The police said the duo then connected on Whatsapp and their friendship took on an intimate nature involving the exchange of nude photos and sexually explicit conversations. The surgeon even paid for gifts demanded by the woman, the police added.
In May, the woman claimed she was coming to meet the victim in Mumbai and even sent him photos of her business class flight tickets. However, when the doctor checked the passenger list online, he could not find her.
The police said that on May 2, the woman told the surgeon that someone from Thailand had hacked into their chats using the Pegasus spyware and was threatening to make the chats public if she did not pay him 3.1 bitcoins worth ₹2.5 crores. “She told the doctor she was afraid and was going to sell all her jewellery to pay the hacker,” said a police officer. Although suspicious, the surgeon believed her.
The police said the woman then asked him for money, threatening to write to the Medical Council, file a sexual harassment complaint against him. She even told him that she would send the council the sexually explicit pictures he had sent her.
From April to July, the surgeon paid her ₹94.47 lakhs in about 42 transactions.
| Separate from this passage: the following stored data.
PR #8800, opened 2025-12-11
Add external payload stats to DescribeWorkflowExecution

simvlad:
## What changed?
Added external payload stats (size and count) to DescribeWorkflowExecution. Also change and add functional tests. **This PR depends on Server PR https://github.com/temporalio/temporal/pull/8775 and API PR https://github.com/temporalio/api/pull/689.**

## Why?
We'd like to surface the external payload stats when DescribeWorkflowExecution is called to see how many and what size of external payloads the workflow is referencing. Numbers are coming from the workflow mutable state. This is similar to how the HistorySize is kept.

## How did you test it?
- [X] built
- [X] added new unit test(s)

### DIFF
--- a/service/history/api/describeworkflow/api.go
+++ b/service/history/api/describeworkflow/api.go
@@ -89,6 +89,7 @@ func Invoke(
 	defer func() { workflowLease.GetReleaseFn()(retError) }()
 
 	mutableState := workflowLease.GetMutableState()
+	namespaceName := mutableState.GetNamespaceEntry().Name().String()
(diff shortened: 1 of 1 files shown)


go.mod
```diff
@@ -170,3 +171,8 @@ require (
 	modernc.org/mathutil v1.7.1 // indirect
 	modernc.org/memory v1.11.0 // indirect
 )
+
```
simvlad: The API change is not released yet. Will remove this before merging this PR.

PR #8803, opened 2025-12-11
Add BusinessID search attribute option

awln-temporal:
## What changed?
Add BusinessID search attribute option. CHASM archetype developers that require Visibility will need to call `WithBusinessIDAlias` as a required RegistrableComponent option.

Adds validation if BusinessIDAlias option is not set, but contains Visibility as a child component, registration to the CHASM Registry will fail.

## Why?
CHASM archetypes define separate aliases for BusinessID, eg. `ActivityID`, `ScheduleID`, etc. End users of these archetypes will query Visibility using a filter such as `ActivityID = my-activity-id`, and should be able to map to the underlying shared `system` visibility storage column.

## How did you test it?
- [X] built
- [ ] added new unit test(s)

### DIFF
--- a/chasm/lib/activity/library.go
+++ b/chasm/lib/activity/library.go
@@ -26,6 +26,7 @@ func (l *componentOnlyLibrary) Components() []*chasm.RegistrableComponent {
 				StatusSearchAttribute,
 				TaskQueueSearchAttribute,
 			),
+			chasm.WithBusinessIDAlias("ActivityId"),
 		),
 	}
 }
--- a/common/persistence/visibility/store/query/resolve.go
+++ b/common/persistence/visibility/store/query/resolve.go
@@ -38,13 +38,6 @@ func ResolveSearchAttributeAlias(
 			return sadefs.WorkflowID, saType, nil
 		}
 
-		// Handle ActivityId → WorkflowID transformation for standalone activities.
-		// TODO: Remove this hardcoded transformation.
-		if name == sadefs.ActivityID {
-			saType, _ := saTypeMap.GetType(sadefs.WorkflowID)
-			return sadefs.WorkflowID, saType, nil
-		}
-
 		fieldName, fieldType = tryChasmMapper(name, chasmMapper)
 		if fieldName != "" {
 			return fieldName, fieldType, nil
--- a/tests/chasm_test.go
+++ b/tests/chasm_test.go
@@ -228,7 +228,7 @@ func (s *ChasmTestSuite) TestListExecutions() {
 	archetypeID, ok := s.FunctionalTestBase.GetTestCluster().Host().GetCHASMRegistry().ComponentIDFor(&tests.PayloadStore{})
 	s.True(ok)
 
-	visQuery := fmt.Sprintf("TemporalNamespaceDivision = '%d' AND WorkflowId = '%s'", archetypeID, storeID)
+	visQuery := fmt.Sprintf("TemporalNamespaceDivision = '%d' AND PayloadStoreId = '%s'", archetypeID, storeID)
 
 	var visRecord *chasm.ExecutionInfo[*testspb.TestPayloadStore]
 	s.Eventually(


chasm/registrable_component.go
```diff
@@ -67,24 +68,68 @@ func WithShardingFn(
...
+	alias string,
+) RegistrableComponentOption {
+	return func(rc *RegistrableComponent) {
+		if rc.searchAttributesMapper == nil {
+			rc.searchAttributesMapper = &VisibilitySearchAttributesMapper{
+				aliasToField:       make(map[string]string),
+				fieldToAlias:       make(map[string]string),
+				saTypeMap:          make(map[string]enumspb.IndexedValueType),
+				systemAliasToField: make(map[string]string),
+			}
```
rodrigozhou, line 83: Create a function newVisibilitySearchAttributesMapper.

chasm/registrable_component.go
```diff
@@ -67,24 +68,68 @@ func WithShardingFn(
...
+		}
+		if rc.searchAttributesMapper.systemAliasToField == nil {
+			rc.searchAttributesMapper.systemAliasToField = make(map[string]string)
+		}
```
rodrigozhou, line 87: This doesn't seem necessary?

chasm/registrable_component.go
```diff
@@ -67,24 +68,68 @@ func WithShardingFn(
...
+		if _, ok := rc.searchAttributesMapper.aliasToField[alias]; ok {
+			//nolint:forbidigo
+			panic(fmt.Sprintf("registrable component validation error: business ID alias %q is already defined as a search attribute", alias))
+		}
+		if _, ok := rc.searchAttributesMapper.systemAliasToField[alias]; ok {
+			//nolint:forbidigo
+			panic(fmt.Sprintf("registrable component validation error: business ID alias %q is already defined as a system search attribute", alias))
```
rodrigozhou, line 94:
```suggestion
			panic(fmt.Sprintf("registrable component validation error: business ID alias %q is already defined as a search attribute", alias))
```

chasm/registrable_component.go
```diff
@@ -67,24 +68,68 @@ func WithShardingFn(
...
+		}
+		rc.searchAttributesMapper.systemAliasToField[alias] = sadefs.WorkflowID
+		rc.searchAttributesMapper.fieldToAlias[sadefs.WorkflowID] = alias
+		rc.searchAttributesMapper.saTypeMap[sadefs.WorkflowID] = enumspb.INDEXED_VALUE_TYPE_KEYWORD
```
rodrigozhou, line 98: Is this necessary? System search attributes are already mapped to types in the `sadefs` package. This should not be necessary.

chasm/registrable_component.go
```diff
@@ -67,24 +68,68 @@ func WithShardingFn(
...
+				systemAliasToField: make(map[string]string),
+			}
 		}
 
 		for _, sa := range searchAttributes {
 			alias := sa.definition().alias
 			field := sa.definition().field
 			valueType := sa.definition().valueType
 
+			if sadefs.IsSystem(alias) || sadefs.IsReserved(alias) {
```
rodrigozhou, line 124: I think you could call `IsMappable` instead. You also need to check this with the business ID alias above.

chasm/registrable_component.go
```diff
@@ -67,24 +68,68 @@ func WithShardingFn(
...
+				//nolint:forbidigo
+				panic(fmt.Sprintf("registrable component validation error: CHASM search attribute alias %q is a system or reserved search attribute", alias))
+			}
+
+			if _, ok := rc.searchAttributesMapper.systemAliasToField[alias]; ok {
+				//nolint:forbidigo
+				panic(fmt.Sprintf("registrable component validation error: CHASM search attribute alias %q is already defined as a system search attribute alias", alias))
```
rodrigozhou, line 131: The error messages below says "search attribute alias", not "CHASM search attribute alias". Be consistent.

chasm/search_attribute.go
```diff
@@ -70,6 +70,10 @@ var (
 	SearchAttributeTemporalWorkerDeploymentVersion    = newSearchAttributeKeywordByField(sadefs.TemporalWorkerDeploymentVersion)
 	SearchAttributeTemporalWorkflowVersioningBehavior = newSearchAttributeKeywordByField(sadefs.TemporalWorkflowVersioningBehavior)
 	SearchAttributeTemporalWorkerDeployment           = newSearchAttributeKeywordByField(sadefs.TemporalWorkerDeployment)
+
+	// SearchAttributeBusinessIDField is a search attribute field mapping to underlying system search attribute WorkflowID.
+	// Used only with WithBusinessIDAlias option.
+	searchAttributeBusinessIDField = newSearchAttributeFieldKeywordByField(sadefs.WorkflowID)
```
rodrigozhou: This is not used.

chasm/registrable_component.go
awln-temporal: Is this needed if there's no args in the constructor?

chasm/registrable_component.go
awln-temporal: removed

chasm/registrable_component.go
awln-temporal: We need to map from BusinessID alias to system search attribute WorkflowID when resolving search attribute aliases, using the CHASM mapper. In `resolveSearchAttributeAlias`,

```
// resolveChasmSA only returns true if `alias` is a CHASM search attribute.
	resolveChasmSA := func(alias string) bool {
		if c.chasmMapper == nil {
			return false
		}
		fn, err := c.chasmMapper.Field(alias)
		if err != nil {
			return false
		}
		ft, err := c.chasmMapper.ValueType(fn)
		if err != nil {
			return false
		}
		fieldName, fieldType = fn, ft
		return true
	}
```

we return if we find a matching chasm search attribute alias. It's an extra step to then check the regular search attribute type map than checking the chasm mapper for the value type.

chasm/registrable_component.go
awln-temporal: will also add a check for businessID alias above

chasm/visibility.go
```diff
@@ -46,6 +48,17 @@ type VisibilitySearchAttributesMapper struct {
 	aliasToField map[string]string
 	fieldToAlias map[string]string
 	saTypeMap    map[string]enumspb.IndexedValueType
+
+	systemAliasToField map[string]string
```
rodrigozhou, line 54: Add a comment explaining this field

chasm/visibility.go
```diff
@@ -65,11 +78,37 @@ func (v *VisibilitySearchAttributesMapper) Field(alias string) (string, error) {
...
+		withoutPrefix := alias[len(sadefs.ReservedPrefix):]
+		if field, ok := v.systemAliasToField[withoutPrefix]; ok {
+			return field, true
+		}
+	}
+	// Try with the `Temporal` prefix.
+	withPrefix := sadefs.ReservedPrefix + alias
+	if field, ok := v.systemAliasToField[withPrefix]; ok {
+		return field, true
 	}
```
rodrigozhou: This should be inside the `else` block

chasm/registrable_component.go
rodrigozhou: No needed, but it makes easier since you build this object in multiple places.

chasm/search_attribute.go
```diff
@@ -172,6 +172,12 @@ func newSearchAttributeFieldKeyword(index int) SearchAttributeFieldKeyword {
 	}
 }
 
+func newSearchAttributeFieldKeywordByField(field string) SearchAttributeFieldKeyword {
+	return SearchAttributeFieldKeyword{
+		field: field,
+	}
+}
+
```
rodrigozhou: Remove, unused

rodrigozhou (approved):

chasm/visibility.go
awln-temporal: moved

The police added that he had even taken out loans from the back to pay her. However, he later realised that the bank account provided by the girl was under a different name. He then looked her up in the list of students at the Chandigarh college and found a girl of the same name who had been enrolled not in an MBBS course but in a bachelor of Arts degree in 2021.
The police said that on August 12, the woman contacted the surgeon’s wife claiming she had ‘interesting stuff to share’. Realising he had been cheated, the surgeon finally approached the police.
The central cyber police have registered an offence under sections 308 (extortion), 318 (cheating) and 319 (cheating by personation) of the Bharatiya Nyaya Sanhita, and various sections of the Information Technology Act.